What makes a man masculine and a woman feminine? Are you born with a gender or do you choose it? How should men and women interact with each other in relationships? It seems that everyone with a voice has an opinion on these topics, so how are we to determine what is right?
On the one side, we live in a culture that provides much of this framework for us – we are born into a worldview. On the other side, we have scriptural teachings that almost always conflict with that worldview. I want to take some time to reflect on how the world views womanhood while establishing a biblical framework that we can trust and abide by.
Riding on the coat tails of culturally positive changes like the right to vote, feminism denies any and all attempts to confine the role of women. After all, if women are to have equal rights, they must not be bound by any restrictions placed on them by man. So women are encouraged to be strong and vocal if they want to be heard or respected. Rather than submitting to traditional patterns of gender, feminists encourage women to become soldiers in combat, pastors of congregations, and the head of their household.
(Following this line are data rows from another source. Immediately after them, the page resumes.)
PR #13016, opened 2026-06-24
Fix silently-dropped Oz viewer prompts after network disconnect

peicodes:
## Description
**Bug:** On an Oz (cloud) shared session, follow-up agent prompts were silently dropped after a network disconnect (laptop sleep, Wi-Fi change, NAT rebind) — no freeze, no error, the prompt just never reached the agent.

**Why:** The viewer's shared-session `Network` only reconnected when the websocket stream itself ended. If the TCP connection died silently (no FIN), nothing detected it: the session stayed marked as connected and follow-ups were written into a dead socket. Unlike `CloudObjects::Listener`, the viewer had no proactive liveness detection.

**Fix:** Mirror the `CloudObjects::Listener` pattern. The viewer now subscribes to OS connectivity signals (`SystemStats` sleep/wake, `NetworkStatus` online/offline): it tears down the live socket when the connection is about to drop, and proactively reconnects when it likely came back. A supporting change makes socket teardown deterministic so a dead/hung socket is replaced reliably (and a stale socket can't tear down a healthy replacement).

**Out of scope:** No message queuing/replay — a proactive reconnect keeps the dead window short enough to be acceptable. Sharer-side subscriptions are a possible follow-up.

## Linked Issue

## Testing
Added unit tests covering CPU-wake and offline→online reconnect triggers while joined. `format --check`, `clippy`, and `cargo test -p warp shared_session::viewer::network` all pass.

## Agent Mode

CHANGELOG-BUG-FIX: Fixed shared session (Oz) viewer follow-up prompts being silently dropped after a network disconnection or laptop sleep by proactively detecting the dead connection and reconnecting.

_Conversation: https://app.warp.dev/conversation/e990098e-326b-4dd2-90fe-fef95e54a62f_
_Run: https://oz.warp.dev/runs/019efb3d-820e-791e-8945-c54fb43380da_

### DIFF
--- a/app/src/terminal/shared_session/viewer/network.rs
+++ b/app/src/terminal/shared_session/viewer/network.rs
@@ -8,7 +8,7 @@ use std::time::Duration;
 
 use anyhow::bail;
 use async_channel::Receiver;
-use futures_util::stream::AbortHandle;
+use futures_util::stream::{abortable, AbortHandle};
 use futures_util::{SinkExt, StreamExt};
 use instant::Instant;
 use parking_lot::FairMutex;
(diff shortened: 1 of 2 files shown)


peicodes:
Hmmm...I'm not totally convinced this is the right fix. I just tested the current version of warp by disconnecting my wifi and letting my laptop go to sleep, and I was able to send the agent follow ups

peicodes:
I believe I've found a more robust solution that covers a wider scope.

If there is something that men have physical natural talent for, feminism wants to make itself part of it, all in the name of equal rights. ‘Anything you can do, I can do better’ seems to be the cry of the movement.
Ironically, if you look at how Hollywood portrays your average woman, she is often dressed extremely provocatively to be visually appealing to the lustful eyes of men. Our culture preaches a far different word to women than it practices.
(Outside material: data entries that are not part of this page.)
PR #13023, opened 2026-06-24
[QUALITY-884] Hide custom models from inline model picker in cloud agent panes

JaidenRatti:
## Description

Custom endpoint models (e.g. locally-configured custom LLM endpoints) were incorrectly appearing in the inline `/MODEL` picker when the user was in a cloud agent pane. Custom models cannot route through Warp's cloud inference infrastructure, so they should not be selectable there.

The root cause: `ModelSelectorDataSource::run_query` — which powers the inline `/MODEL` tabbed picker — had no awareness of whether its pane was an Oz cloud agent pane. It fetched all models including custom endpoints unconditionally.

**Fix:** Thread `ambient_agent_view_model` through `InlineModelSelectorView` and into `ModelSelectorDataSource`. In `run_query`, derive `is_cloud_pane` from whether the model handle is `Some`, and filter out any model where `custom_llm_info_for_id` returns `Some` when in a cloud pane. 

### Screenshots / Videos

Loom showing the fix in action: https://www.loom.com/share/2317394c09a4468b956da64a6dac7217

## Linked Issue

Loom showing the buggy behaviour is in here as well --> https://linear.app/warpdotdev/issue/QUALITY-884/custom-models-are-selectable-for-cloud-agent-requests-when-changing

## Testing

## Agent Mode

### DIFF
--- a/app/src/terminal/input.rs
+++ b/app/src/terminal/input.rs
@@ -3399,6 +3399,7 @@ impl Input {
         let inline_model_selector_view = ctx.add_view(|ctx| {
             InlineModelSelectorView::new(
                 terminal_view_id,
+                ambient_agent_view_model.clone(),
                 suggestions_mode_model.clone(),
                 agent_view_controller.clone(),
                 &buffer_model,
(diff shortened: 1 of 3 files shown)


danielpeng2 (approved):
thanks for fixing!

But the scriptures stand in stark contrast to the confusing roles of women presented in our culture. In Genesis 2, woman is formed out of man, and then designed to be a suitable helper for him as he endeavors to accomplish the task given to him by God.
And if you look at Paul’s letter to Timothy, the Apostle offers three points that oppose what the world has said about women. First, he commends women for dressing themselves in modesty and self-control, not focused on the external presentation of their bodies. Then, Paul explains that women are to learn with a quiet spirit within the church. Finally, he will not permit a woman to teach or exercise authority over a man within the church.
Paul established these patterns of gender roles within the church by examining the way God created male and female in Genesis, but he appears to see something more. God formed man first, on purpose, and sin entered the world first through woman as she subverted her role under the headship of Adam.
And this is the problem with the worldview presented by feminism and mainstream culture today. The world’s view of womanhood is nearly the complete opposite of that provided by God through scripture. This should not come as a surprise though, considering the world establishes its beliefs in the ‘way that seems right for man’. Unfortunately, that way is folly before God.
God created us and knows us far better than we know ourselves. We don’t need to create our own gender roles – he has provided them for us, and we are most fruitful when we walk in them.